*** Extracted records Section Begins ***
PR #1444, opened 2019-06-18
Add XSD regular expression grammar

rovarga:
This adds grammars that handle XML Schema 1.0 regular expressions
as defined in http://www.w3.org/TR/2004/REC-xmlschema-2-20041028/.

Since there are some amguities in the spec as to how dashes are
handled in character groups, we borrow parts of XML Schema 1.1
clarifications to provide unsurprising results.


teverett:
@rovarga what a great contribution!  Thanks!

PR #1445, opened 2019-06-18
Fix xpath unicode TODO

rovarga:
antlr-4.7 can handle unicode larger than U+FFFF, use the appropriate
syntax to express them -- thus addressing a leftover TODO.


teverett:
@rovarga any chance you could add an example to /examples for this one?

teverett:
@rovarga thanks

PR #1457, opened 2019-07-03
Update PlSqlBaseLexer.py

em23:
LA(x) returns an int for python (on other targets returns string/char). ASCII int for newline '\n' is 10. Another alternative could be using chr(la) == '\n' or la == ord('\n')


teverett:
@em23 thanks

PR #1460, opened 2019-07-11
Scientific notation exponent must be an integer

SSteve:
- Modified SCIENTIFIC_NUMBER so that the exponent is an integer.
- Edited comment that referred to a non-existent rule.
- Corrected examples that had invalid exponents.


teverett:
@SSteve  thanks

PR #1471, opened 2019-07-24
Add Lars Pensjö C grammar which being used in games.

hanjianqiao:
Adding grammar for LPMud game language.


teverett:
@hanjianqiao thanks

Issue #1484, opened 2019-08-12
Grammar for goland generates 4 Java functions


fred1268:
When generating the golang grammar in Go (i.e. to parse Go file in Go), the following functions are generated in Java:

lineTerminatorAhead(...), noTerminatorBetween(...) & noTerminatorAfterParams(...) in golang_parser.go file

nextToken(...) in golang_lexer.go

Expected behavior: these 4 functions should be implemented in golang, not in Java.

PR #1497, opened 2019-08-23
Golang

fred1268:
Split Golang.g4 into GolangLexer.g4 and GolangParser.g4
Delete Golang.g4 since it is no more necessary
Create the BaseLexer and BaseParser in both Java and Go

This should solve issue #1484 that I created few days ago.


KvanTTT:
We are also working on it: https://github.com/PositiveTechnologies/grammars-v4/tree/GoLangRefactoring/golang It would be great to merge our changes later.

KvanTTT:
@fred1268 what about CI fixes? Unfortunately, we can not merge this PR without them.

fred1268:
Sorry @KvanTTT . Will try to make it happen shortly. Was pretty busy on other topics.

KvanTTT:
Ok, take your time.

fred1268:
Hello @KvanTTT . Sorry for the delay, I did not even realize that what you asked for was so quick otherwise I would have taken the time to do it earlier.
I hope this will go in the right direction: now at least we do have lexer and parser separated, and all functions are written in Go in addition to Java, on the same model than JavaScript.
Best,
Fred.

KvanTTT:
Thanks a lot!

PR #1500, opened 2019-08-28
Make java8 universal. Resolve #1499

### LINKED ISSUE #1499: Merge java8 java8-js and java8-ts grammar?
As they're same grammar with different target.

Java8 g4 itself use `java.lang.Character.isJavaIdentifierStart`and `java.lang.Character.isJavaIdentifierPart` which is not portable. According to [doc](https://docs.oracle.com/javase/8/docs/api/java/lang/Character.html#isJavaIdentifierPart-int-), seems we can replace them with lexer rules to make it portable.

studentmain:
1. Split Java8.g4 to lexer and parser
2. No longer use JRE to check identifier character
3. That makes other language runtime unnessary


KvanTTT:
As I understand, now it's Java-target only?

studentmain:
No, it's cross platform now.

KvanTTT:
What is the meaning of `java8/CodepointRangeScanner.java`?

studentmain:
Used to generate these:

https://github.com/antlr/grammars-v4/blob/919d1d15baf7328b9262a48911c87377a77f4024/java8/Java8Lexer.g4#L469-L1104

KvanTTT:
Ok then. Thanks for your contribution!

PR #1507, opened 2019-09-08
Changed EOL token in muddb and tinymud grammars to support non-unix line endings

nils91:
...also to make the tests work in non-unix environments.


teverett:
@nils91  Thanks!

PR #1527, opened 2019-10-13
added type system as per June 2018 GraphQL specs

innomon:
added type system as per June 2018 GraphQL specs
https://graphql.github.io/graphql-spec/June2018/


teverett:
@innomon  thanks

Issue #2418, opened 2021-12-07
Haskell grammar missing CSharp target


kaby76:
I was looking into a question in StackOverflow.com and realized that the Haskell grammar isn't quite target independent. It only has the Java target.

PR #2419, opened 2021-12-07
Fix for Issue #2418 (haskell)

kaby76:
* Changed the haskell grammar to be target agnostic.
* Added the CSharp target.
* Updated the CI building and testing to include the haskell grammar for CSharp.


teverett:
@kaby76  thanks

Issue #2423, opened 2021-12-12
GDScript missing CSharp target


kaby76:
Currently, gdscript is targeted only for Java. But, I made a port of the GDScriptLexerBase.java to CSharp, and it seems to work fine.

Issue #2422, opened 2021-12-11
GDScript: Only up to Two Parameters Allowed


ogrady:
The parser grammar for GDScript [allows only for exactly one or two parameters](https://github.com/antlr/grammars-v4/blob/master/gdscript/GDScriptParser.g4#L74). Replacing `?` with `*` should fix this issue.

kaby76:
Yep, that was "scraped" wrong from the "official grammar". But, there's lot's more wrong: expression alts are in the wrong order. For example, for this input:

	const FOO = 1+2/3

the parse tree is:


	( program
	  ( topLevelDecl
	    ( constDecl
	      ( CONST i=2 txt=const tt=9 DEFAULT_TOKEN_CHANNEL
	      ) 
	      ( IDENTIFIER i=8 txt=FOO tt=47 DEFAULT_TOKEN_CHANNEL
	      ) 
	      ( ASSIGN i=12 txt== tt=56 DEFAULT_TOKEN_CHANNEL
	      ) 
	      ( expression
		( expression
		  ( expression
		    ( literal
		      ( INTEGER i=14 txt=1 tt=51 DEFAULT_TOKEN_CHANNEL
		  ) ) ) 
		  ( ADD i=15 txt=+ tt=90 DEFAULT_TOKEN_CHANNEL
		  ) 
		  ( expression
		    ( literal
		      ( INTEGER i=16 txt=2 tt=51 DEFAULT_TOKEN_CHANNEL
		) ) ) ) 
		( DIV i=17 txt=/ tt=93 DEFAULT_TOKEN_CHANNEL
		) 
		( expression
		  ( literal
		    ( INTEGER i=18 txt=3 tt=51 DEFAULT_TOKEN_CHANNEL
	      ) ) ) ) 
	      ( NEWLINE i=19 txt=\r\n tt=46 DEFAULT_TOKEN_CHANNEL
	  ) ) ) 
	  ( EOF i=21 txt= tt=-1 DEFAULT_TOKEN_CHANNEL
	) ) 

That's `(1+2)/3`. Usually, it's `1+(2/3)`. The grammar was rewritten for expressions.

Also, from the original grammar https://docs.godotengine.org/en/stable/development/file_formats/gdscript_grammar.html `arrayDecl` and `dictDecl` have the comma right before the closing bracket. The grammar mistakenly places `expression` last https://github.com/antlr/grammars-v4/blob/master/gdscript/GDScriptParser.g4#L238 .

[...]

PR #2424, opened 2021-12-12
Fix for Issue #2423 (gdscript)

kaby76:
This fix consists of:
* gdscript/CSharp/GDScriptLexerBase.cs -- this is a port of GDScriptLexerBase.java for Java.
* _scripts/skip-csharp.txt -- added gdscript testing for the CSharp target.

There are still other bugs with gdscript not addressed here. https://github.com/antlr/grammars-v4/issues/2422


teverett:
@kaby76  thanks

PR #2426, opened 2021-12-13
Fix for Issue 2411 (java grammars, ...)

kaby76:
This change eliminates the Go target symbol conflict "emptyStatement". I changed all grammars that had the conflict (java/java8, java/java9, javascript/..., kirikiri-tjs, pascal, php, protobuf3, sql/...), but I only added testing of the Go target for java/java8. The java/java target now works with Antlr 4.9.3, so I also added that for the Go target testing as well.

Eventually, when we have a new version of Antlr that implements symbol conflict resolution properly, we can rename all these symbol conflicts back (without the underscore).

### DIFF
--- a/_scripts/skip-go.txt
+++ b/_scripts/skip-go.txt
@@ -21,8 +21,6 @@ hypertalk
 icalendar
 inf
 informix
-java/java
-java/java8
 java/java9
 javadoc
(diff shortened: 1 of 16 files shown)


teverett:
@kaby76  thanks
*** Extracted records Section Ends ***
→ **Your goal**:
From the records above, reproduce exactly the lines from the one with "PR #2424, opened 2021-12-12" to the one with "for the CSharp target.", both included, and no others.

→ **Output for this task**:
PR #2424, opened 2021-12-12
Fix for Issue #2423 (gdscript)

kaby76:
This fix consists of:
* gdscript/CSharp/GDScriptLexerBase.cs -- this is a port of GDScriptLexerBase.java for Java.
* _scripts/skip-csharp.txt -- added gdscript testing for the CSharp target.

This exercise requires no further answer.